PR #126, opened 2025-06-03
Refactor search CLI to make it easier to access programmatically

kmaziarz:
Our search CLI has so far been structured in a way that makes it hard to call parts of it programmatically from outside; for example, the code to parse and reorganize search algorithm hyperparameters was only present inside `run_from_config`. This PR refactors things to extract this logic out, and also separates arguments configuring the search algorithm itself from other configuration options. Finally, it also changes the type of the `search_algorithm` argument from `str` to an appropriate `Enum`, which allows for failing slightly earlier when an unsupported algorithm has been selected. Changes are split into reasonable commits for easier reviewing.

### DIFF
--- a/CHANGELOG.md
+++ b/CHANGELOG.md
@@ -10,6 +10,7 @@ and the project adheres to [Semantic Versioning](https://semver.org/spec/v2.0.0.
 ### Changed
 
 - Drop support for Python 3.7 ([#113](https://github.com/microsoft/syntheseus/pull/113)) ([@kmaziarz])
+- Refactor search CLI to make it easier to access programmatically ([#126](https://github.com/microsoft/syntheseus/pull/126)) ([@kmaziarz])
 
 ### Added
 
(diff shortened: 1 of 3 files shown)


AustinT:
> Using a string algorithm name for calling search programmatically still works [...]
>
> Programmatically calling CLIs using the config classes is still quite clunky and not very intuitive, because even though type hints suggest you pass the config classes directly to `run_from_config`, this is just not true, you need to map them through `OmegaConf` first, which actually gives you a different class which has the same fields [...]
> 
> So, in summary, I think any usecase that worked before still works, except we do get an extra point of unhappiness for type checkers, but in this setting those were unhappy already due to the `model_class` field.

Ah I see, I forgot about the mapping through `OmegaConf` and thought that the mypy failure was caused by `str` types no longer being accepted. And I agree that if you are calling this programatically then you wouldn't be using the CLI anyway. I no longer have any objections towards using `Enum`, thanks for explaining everything clearly 😄

PR #127, opened 2025-06-24
Support LRU cache eviction for reaction models

kmaziarz:
Our base `ReactionModel` class implements simple caching, which avoids calling the model multiple times with the same input. However, there is no way to limit the growth of said cache, which can be problematic in longer-running deployments (e.g. server which runs indefinitely and accepts single-step or multi-step requests). This PR adds support for LRU-style cache eviction, which can be enabled by setting the `max_cache_size` parameter in the constructor.

### DIFF
--- a/CHANGELOG.md
+++ b/CHANGELOG.md
@@ -14,6 +14,7 @@ and the project adheres to [Semantic Versioning](https://semver.org/spec/v2.0.0.
 
 ### Added
 
+- Support LRU cache eviction for reaction models ([#127](https://github.com/microsoft/syntheseus/pull/127)) ([@kmaziarz])
 - Add a utility to load a `SmilesListInventory` from file ([#124](https://github.com/microsoft/syntheseus/pull/124)) ([@kmaziarz])
 
 ### Fixed
--- a/syntheseus/interface/models.py
+++ b/syntheseus/interface/models.py
@@ -2,6 +2,7 @@ from __future__ import annotations
 
 import warnings
 from abc import abstractmethod
+from collections import OrderedDict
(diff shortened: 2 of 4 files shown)


AustinT (approved):
LGTM! Only potential concern is around performance: I had considered `OrderedDict` initially for the caching but decided against because I read that it adds a lot of overhead (but I never actually tested it out to see how significant the overhead is). The overhead is _probably_ minimal compared to model inference, but nonetheless might be worth considering. Overall I'm happy for this to be merged without any changes though :)

kmaziarz:
> I had considered `OrderedDict` initially for the caching but decided against because I read that it adds a lot of overhead

I looked into this; it seems the concerns about `OrderedDict` being slow come from old Python. It used to be much slower than `dict` but [in 3.5 the implementation was changed](https://docs.python.org/3/whatsnew/3.5.html#whatsnew-ordereddict), bridging the gap almost entirely.

Empirically, on my machine, `10^6` insertions with an `int` key take 76ms for `dict` and 122ms for `OrderedDict`. If in each iteration I instead make a random `Molecule` for the key, then the time for both grows to ~8s, and there is no visible difference anymore, perhaps because constructing the `Molecule` and hashing it is taking up most of the time. This is with `canonicalize=False` and `make_rdkit_mol=False`; with these things turned on it's another 10x slower, and again without much difference between `dict` and `OrderedDict`. Either way, it seems the difference is small, gets even smaller with more complex keys, and will be completely trumped by other operations even a dummy single-step model would have to do, like constructing `Molecule`s 🙂

PR #130, opened 2025-07-09
Implement option to expand target even when purchasable

kmaziarz:
This PR implements an `expand_purchasable_target` option, which forces the search algorithm to expand the target molecule, even if it is already purchasable. This is similar to `exclude_target_from_stock` from [aizynthfinder](https://molecularai.github.io/aizynthfinder/configuration.html). The implementation is similar to the existing `expand_purchasable_mols`: purchasability metadata is still set according to the full inventory, but if the option is set then expansion happens regardless.

For the record, I also considered (but rejected) two alternative ways of implementing this feature:
- Taking `aizynthfinder`'s naming literally by temporarily removing the target from the inventory. Although an abstract inventory does not necessarily hold a collection of purchasable molecules inside, I considered adding `exclude(Molecule)` and `clear_exclusions()` methods to `BaseMolInventory` to handle these "temporary exclusions". However, this would make the inventory class mutable, which would go against the implicit assumption of immutability our search algorithms seem to make. It would also mean we'd have to be extra careful to remove the exclusions after search is done (e.g. when search is interrupted with an exception, which is then caught, we don't want the inventory to be left in a broken state).
- Overriding the purchasability metadata received from the inventory when the molecule is the target, to have it marked as non-purchasable, as if it was not in the inventory to begin with. This is inconsistent with the behaviour of `expand_purchasable_mols`, and would mean the metadata on the molecules may not agree with the state of the inventory.

### DIFF
--- a/syntheseus/cli/search.py
+++ b/syntheseus/cli/search.py
@@ -128,6 +128,7 @@ class SearchAlgorithmConfig:
     limit_graph_nodes: int = INT_INF
     prevent_repeat_mol_in_trees: bool = True
     stop_on_first_solution: bool = False
+    expand_purchasable_target: bool = False  # Whether to expand target even if it's purchasable
 
 
 def search_algorithm_config_to_kwargs(config: SearchAlgorithmConfig) -> Dict[str, Any]:
@@ -140,6 +141,7 @@ def search_algorithm_config_to_kwargs(config: SearchAlgorithmConfig) -> Dict[str
             "limit_graph_nodes",
             "prevent_repeat_mol_in_trees",
             "stop_on_first_solution",
+            "expand_purchasable_target",
         ]
     }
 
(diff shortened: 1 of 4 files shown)


AustinT:
> Not related to benchmarking; this arose when working towards on a real deployment, it was recommended by @mrwnmsr that we add this feature. Also, I'm not sure if I'm reading `aizynthfinder`'s code correctly, but it seems to me that their equivalent (`exclude_target_from_stock`) is actually on by default, would could further suggest this is what users may expect.

Ok interesting, I did not know that!

You make a good point about the downsides of my suggested implementation. I had envisioned it as a CLI-only flag if the main use case was benchmarking. Since you suggest this feature will be used outside of just benchmarking then let's stick with your implementation?

PR #146, opened 2026-01-27
Fix automatic checkpoint download

kmaziarz:
Recently, [our CI started failing](https://github.com/microsoft/syntheseus/actions/runs/21395087219/job/61612531978) due to the inability to download default model checkpoints. This also happens locally, and [has been reported online](https://www.reddit.com/r/bioinformatics/comments/1qg7666/figshare_downloads_blocked_by_aws_challenge/). Issue seems to be caused by the links (which are of the form `https://figshare.com/ndownloader/files/XXX`) no longer working for programmatic download due to an AWS security check. [Figshare API](https://info.figshare.com/user-guide/how-to-use-the-figshare-api/) doesn't directly discuss programmatic downloads, but mentions how to query the API to get entry metadata, and that contains a download link. Currently, this metadata points to links of the form `https://ndownloader.figshare.com/files/XXX`, which do work for downloading programmatically. Since it's not clear if the link format will stay stable or change in the future, in this PR I propose to get the link at runtime using Figshare API. One small complication is that the file IDs are separate from Figshare entry IDs, so the actual numbers recorded in the `*.yml` file all had to change.


AustinT (approved):
LGTM, thanks for the fix!

Curious if you think this has unintended security implications? Previously we were linking to a fixed file which IIUC could not be updated without a new link being issued. Now we retrieve metadata and get the link from that. Would it be possible for somebody to update the record to include compromised files, and that the metadata would link to the updated file, causing it to get automatically downloaded without us specifically choosing to update our model checkpoints?

If this is an issue it's not a blocker that should prevent it being merged IMO, just worth thinking if there is a workaround. I'm not aware of a workaround though.

mrwnmsr (approved):

PR #148, opened 2026-02-13
Filter reactions where one of the reactants is the product

jla-gardner:
This PR add an option to all reaction models to filter out reactions where the product is also one of the reactants. This is hidden behind a flag `remove_product_in_reactants`, which is `False` by default for backwards compatibility.

### DIFF
--- a/CHANGELOG.md
+++ b/CHANGELOG.md
@@ -9,11 +9,11 @@ and the project adheres to [Semantic Versioning](https://semver.org/spec/v2.0.0.
 
 ### Added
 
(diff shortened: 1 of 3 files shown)


jla-gardner:
@microsoft-github-policy-service agree company="Microsoft"

AustinT (approved):
This makes sense to me. I vaguely recall thinking about this problem when initially implementing this library but forget why I didn't include a kwarg like this. Thanks for implementing!

kmaziarz (approved):
LGTM. Before merging, remember to update the CHANGELOG, and also fill in the PR description (see any other PR e.g. #144), which will then populate the commit message of the merge commit added to `main` 🙂

mrwnmsr (approved):

PR #88657, opened 2021-09-05
Fix 2021 `dyn` suggestion that used code as label

camelid:
The arguments to `span_suggestion` were in the wrong order, so the error
looked like this:

    error[E0783]: trait objects without an explicit `dyn` are deprecated
      --> src/test/ui/editions/dyn-trait-sugg-2021.rs:10:5
       |
    10 |     Foo::hi(123);
       |     ^^^ help: <dyn Foo>: `use `dyn``

Now the error looks like this, as expected:

    error[E0783]: trait objects without an explicit `dyn` are deprecated
      --> src/test/ui/editions/dyn-trait-sugg-2021.rs:10:5
       |
    10 |     Foo::hi(123);
       |     ^^^ help: use `dyn`: `<dyn Foo>`

This issue was only present in the 2021 error; the 2018 lint was
correct.

r? @m-ou-se

### DIFF
--- a/compiler/rustc_typeck/src/check/fn_ctxt/_impl.rs
+++ b/compiler/rustc_typeck/src/check/fn_ctxt/_impl.rs
@@ -945,7 +945,7 @@ impl<'a, 'tcx> FnCtxt<'a, 'tcx> {
                     Ok(s) if s.starts_with('<') => sugg,
                     _ => format!("<{}>", sugg),
                 };
-                let replace = String::from("use `dyn`");
+                let sugg_label = "use `dyn`";
                 if self.sess().edition() >= Edition::Edition2021 {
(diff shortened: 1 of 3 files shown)


camelid:
If this lands after 1.56 gets promoted to beta, it may make sense to backport it. It looks like the latest beta is still for Rust 1.55.

camelid:
Looks like 1.56 branched before this landed, so I'll beta-nominate this and then T-compiler can decide whether it's worth backporting.

apiraino:
Beta backport accepted as per compiler team [on Zulip](https://rust-lang.zulipchat.com/#narrow/stream/238009-t-compiler.2Fmeetings/topic/.5Bweekly.5D.202021-09-09.20.2354818/near/252633994)

@rustbot label +beta-accepted

Issue #70887, opened 2020-04-07
Tracking Issue for Integer::{ilog,ilog2,ilog10}


yoshuawuyts:
Feature gate: `#![feature(int_log)]`
Stabilization report: https://github.com/rust-lang/rust/issues/70887#issuecomment-1210602692

---

This is a tracking issue for adding `{checked_,}{ilog,ilog2,ilog10}` methods to `{u8,u16,u32,u64,u128}`. A full rationale can be found in https://github.com/rust-lang/rust/pull/80918#issue-552884252. But in short: integer logarithms [are fairly common](http://graphics.stanford.edu/~seander/bithacks.html#IntegerLog10), but require care to implement correctly, and effort to implement efficiently.

Because we expose `log` methods for floats it can be tempting for users to use that instead, which can lead to rounding errors. In the following example we're trying to calculate `base10` for an integer. We might try and calculate the `base2` for the values, and attempt [a base swap](https://www.rapidtables.com/math/algebra/Logarithm.html#log-rules) to arrive at `base10`. However because we're performing intermediate rounding we arrive at the wrong result:

```rust
// log10(900) = ~2.95 = 2
dbg!(900f32.log10() as u64);
    
// log base change rule: logb(x) = logc(x) / logc(b)
// log2(900) / log2(10) = 9/3 = 3, which is incorrect!
dbg!((900f32.log2() as u64) / (10f32.log2() as u64));
```

### Public API

```rust
// integer log
assert_eq!(5_u16.ilog(5), 1);
assert_eq!(2_u32.ilog2(), 1);
assert_eq!(10_u32.ilog10(), 1);

// checked integer log
assert_eq!(5_u16.checked_ilog(5), Some(1));
assert_eq!(2_u32.checked_ilog2(), Some(1));
assert_eq!(10_u32.checked_ilog10(), Some(1));
assert_eq!(0_u64.checked_ilog(5), None);
```

### Steps / History

- [x] Implementation: https://github.com/rust-lang/rust/pull/80918
- [x] Stabilization report https://github.com/rust-lang/rust/issues/70887#issuecomment-1210602692
- [x] Final comment period (FCP)

### Unresolved Questions

- [x] Can we further optimize the `ilog10` implementation? https://github.com/rust-lang/rust/pull/70835#issuecomment-609976593
- [x] Can we make these methods `const fn`?
[...]

PR #88665, opened 2021-09-05
Change return type for T::{log,log2,log10} to u32.

falk-hueffner:
The value is at most 128, and this is consistent with using u32 for small values elsewhere (e.g. BITS, count_ones, leading_zeros).

### DIFF
--- a/library/core/src/num/int_log10.rs
+++ b/library/core/src/num/int_log10.rs
@@ -116,8 +116,8 @@ mod unchecked {
 
 macro_rules! impl_checked {
     ($T:ident) => {
-        pub const fn $T(val: $T) -> Option<$T> {
-            if val > 0 { Some(unchecked::$T(val) as $T) } else { None }
+        pub const fn $T(val: $T) -> Option<u32> {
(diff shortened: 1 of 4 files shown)


falk-hueffner:
See also the comment here https://github.com/rust-lang/rust/issues/70887#issuecomment-894645141

scottmcm:
I think this makes good sense to me.  `u32::log2` for me is just the more useful version of `leading_zeros`, so having the same return type there seems logical.  And I saw that @joshtriplett :+1:'d the comment so I'll count that as a libs "seems reasonable" for the change, since this is just unstable anyway.

r? @scottmcm 
@bors r+

agausmann:
Super late, but I think it's worth specifically pointing out: this change also agrees with the signature of integer power functions (e.g. [`u64::pow`](https://doc.rust-lang.org/stable/std/primitive.u64.html#method.pow)). All of them use `u32` for the exponent argument.

So with this change, this (albeit contrived) expression passes typechecking:
`2u64.pow(x).log2() == x`

PR #88666, opened 2021-09-05
Improve build command for compiler docs

GuillaumeGomez:
It was rather complicated to document rustc crates. With this, you can directly run:

```console
x.py doc compiler
x.py doc compiler/rustc_hir_pretty
```

The second commit adds the handling of the `--open` flag.

r? @Mark-Simulacrum

### DIFF
--- a/src/bootstrap/doc.rs
+++ b/src/bootstrap/doc.rs
@@ -648,15 +648,24 @@ impl Step for Rustc {
             }
         }
 
+        let mut to_open = None;
         for krate in &compiler_crates {
             // Create all crate output directories first to make sure rustdoc uses
             // relative links.
             // FIXME: Cargo should probably do this itself.
             t!(fs::create_dir_all(out_dir.join(krate)));
             cargo.arg("-p").arg(krate);
+            if to_open.is_none() {
+                to_open = Some(krate);
+            }
         }
 
         builder.run(&mut cargo.into());
+        // Let's open the first crate documentation page:
+        if let Some(krate) = to_open {
+            let index = out.join(krate).join("index.html");
+            open(builder, &index);
+        }
     }
 }
 
--- a/src/bootstrap/doc.rs
+++ b/src/bootstrap/doc.rs
@@ -537,7 +537,7 @@ impl Step for Rustc {
 
     fn should_run(run: ShouldRun<'_>) -> ShouldRun<'_> {
         let builder = run.builder;
-        run.krate("rustc-main").default_condition(builder.config.docs)
+        run.krate("rustc-main").path("compiler").default_condition(builder.config.docs)
     }
 
     fn make_run(run: RunConfig<'_>) {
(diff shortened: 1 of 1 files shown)


src/bootstrap/doc.rs
```diff
@@ -537,7 +537,18 @@ impl Step for Rustc {
 
     fn should_run(run: ShouldRun<'_>) -> ShouldRun<'_> {
         let builder = run.builder;
-        run.krate("rustc-main").default_condition(builder.config.docs)
+
+        let mut paths = Vec::new();
+        for entry in fs::read_dir(builder.src.join("compiler")).expect("read_dir failed") {
```
Mark-Simulacrum, line 542: `krate("rustc-main")` should already do pretty much just this I believe, but without needing to read the directory (it relies on cargo metadata).

GuillaumeGomez: It doesn't allow to do `x.py compiler` or `x.py compiler/rustc_pretty_ast` unfortunately... Which is why I added this way too.

src/bootstrap/doc.rs
```diff
@@ -595,26 +621,52 @@ impl Step for Rustc {
...
             // Create all crate output directories first to make sure rustdoc uses
             // relative links.
             // FIXME: Cargo should probably do this itself.
             t!(fs::create_dir_all(out_dir.join(krate)));
             cargo.arg("-p").arg(krate);
+            to_open = Some(krate);
         }
 
         builder.run(&mut cargo.into());
+        // Let's open the first crate documentation page:
```
Mark-Simulacrum, line 665: This will open the last crate, not the first, right? Since to_open gets assigned in every iteration above?

GuillaumeGomez: Oups indeed! Forgot to check if the variable was already set... Good catch!

GuillaumeGomez:
Updated!

src/bootstrap/doc.rs
Mark-Simulacrum: The first of those I get, but seems like that's solved with a .path("compiler"), not this -- can you clarify the latter though? I would expect that to work (and it seems to work elsewhere -- e.g., the Std doc step has `all_krates("test")`)

GuillaumeGomez: You are absolutely right. I simplified it as you suggested!

src/bootstrap/doc.rs
Mark-Simulacrum: Actually I was also wrong above -- this is going to open a random crate pretty much, because the loop above is iterating a hashset. So just checking that it's none isn't quite so helpful.

I'm personally fine with just leaving it, I doubt people will care much -- my guess is almost no one uses --open more than once at the CLI (just refresh the browser instead).

GuillaumeGomez: Well, let's keep as is then. In the end, the crate they want will be there in any case... :D

PR #88667, opened 2021-09-05
Tweak `write_fmt` doc.

kraktus:
Found this weird sentence while reading the docs.


dtolnay (approved):
Thanks!

The original wording makes sense to me &mdash; it's saying this method is widely used indirectly through format_args, but rarely directly.

The new wording is fine too though.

- **Aim of the task**
Take every line from the data above that holds "Stabilization" and copy it out.

- **Final answer**
Stabilization report: https://github.com/rust-lang/rust/issues/70887#issuecomment-1210602692
- [x] Stabilization report https://github.com/rust-lang/rust/issues/70887#issuecomment-1210602692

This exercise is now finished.